Epoch Times5. Februar 2020 Aktualisiert: 5. Februar 2020 18:37
Die Berufung, der Ehefrau eines wegen Veruntreuung verurteilten asserbaidschanischen Bankers, gegen die Anordnung zur Offenlegung der Herkunft ihres Vermögens ist gescheitert. Das "Unexplained Wealth Order"-Gesetz, auf dem die Anordnung beruht, wurde von Großbritannien 2018 zur Bekämpfung von Korruption und Geldwäsche eingeführt.

Die Frau eines wegen Unterschlagung inhaftierten aserbaidschanischen Bankers ist mit ihrem Versuch vor einem Londoner Gericht gescheitert, die Herkunft ihres sagenhaften Reichtums nicht belegen zu müssen. Ein Londoner Berufungsgericht wies am Mittwoch den Einspruch von Zamira Hajiyeva gegen eine entsprechende Anordnung des Nationalen Kriminalamts (NCA) zurück. Ihr Besitz und einige Vermögenswerte bleiben eingefroren.

Die 56-jährige dreifache Mutter hatte über zehn Jahre lang allein 16,3 Millionen Pfund (über 19 Millionen Euro) bei Harrod’s, dem berühmten Londoner Luxuskaufhaus, ausgegeben. Weitere 22 Millionen Pfund ließ sie sich zwei Immobilien in der britischen Hauptstadt kosten.

Ihr Luxusleben rief das Misstrauen der britischen Behörden wach: Hajiyevas Mann Jahangir war im Jahr 2016 zu 15 Jahren Haft verurteilt worden, weil er als Leiter der staatlich kontrollierten International Bank of Azerbaijan Gelder veruntreut hatte. Die britischen Behörden vermuten, dass Hajiyeva ihren verschwenderischen Lebensstil mit illegalen Geldern finanzierte.

Festnahme im November 2019

Sie wurde im November festgenommen und mit Hilfe eines neuen Antikorruptionsgesetzes zur Offenlegung ihrer Finanzquellen gezwungen. Die 56-Jährige, die seit zehn Jahren in Großbritannien lebt, wehrt sich zudem derzeit gegen ein Auslieferungsgesuch aus Aserbaidschan.

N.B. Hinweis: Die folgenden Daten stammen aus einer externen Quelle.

PR #239, opened 2026-07-21
Fix premature close in NetCDF dataset registry

### LINKED ISSUE #238: Premature close for multiple readers
If two readers share the same dataset and one of the reader is closed, then the other reader will also not be able to read the dataset. This is because the registry

```julia
const OPEN_NCFILES =
    Dict{Union{String, Vector{String}}, Tuple{NetCDFDataset, Set{String}}}()
```

doesn't keep track of how many readers is using the same dataset and variable.

ph-kev:
closes #238 - For the NCFileReader, multiple readers can share the same dataset. If one reader was closed, the shared dataset was closed, so a still-open reader could no longer read from it.

### DIFF
--- a/test/file_readers.jl
+++ b/test/file_readers.jl
@@ -7,6 +7,8 @@ import ClimaUtilities.FileReaders
 using NCDatasets
 
 @testset "NCFileReader with time" begin
+    # Start from a clean OPEN_NCFILES state
+    FileReaders.close_all_ncfiles()
     PATH = joinpath(artifact"era5_example", "era5_t2m_sp_u10n_20210101.nc")
     NCDataset(PATH) do nc
         ncreader_sp = FileReaders.NCFileReader(PATH, "sp")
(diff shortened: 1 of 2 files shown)


test/file_readers.jl
```diff
@@ -66,8 +66,40 @@ using NCDatasets
...
-        length(FileReaders.available_dates(ncreader_agg)) == 104
+        @test FileReaders.available_dates(ncreader_agg) == nc["time"][:]
+        @test length(FileReaders.available_dates(ncreader_agg)) == 104
+        close(ncreader_agg)
+    end
+end
+
+@testset "Shared readers of the same variable" begin
+    PATH = joinpath(artifact"era5_example", "era5_t2m_sp_u10n_20210101.nc")
+    open_ncfiles =
```
imreddyTeja, line 80: Will this test potentially fail if the const `OPEN_NCFILES` is polluted when the the test is ran? I remember this was an issue with the ClimaLand diagnostics tests, and it made it very annoying to run the tests interactively.

imreddyTeja (commented):
Changes look good to me, but I left one comment about a concern about the tests

test/file_readers.jl
ph-kev: I don't think there is an issue if you run the tests in order, but if new tests are added, I can see the possibility of it failing. I decided to add `FileReaders.close_all_ncfiles()` to the start of the testsets.

imreddyTeja (approved):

Die „Unexplained Wealth Orders“ (UWO) waren im Januar 2018 in Kraft getreten. Wegen ihrer komplizierten rechtlichen Bestimmungen wurden sie aber erst in wenigen Fällen angewandt. Die Leiterin der Abteilung für Wirtschaftsverbrechen beim Kriminalamt, Sarah Pritchard, bezeichnete das Urteil des Berufungsgerichts als „bedeutend“ – es schaffe einen Präzedenzfall für weitere UWO-Fälle, sagte sie.(afp)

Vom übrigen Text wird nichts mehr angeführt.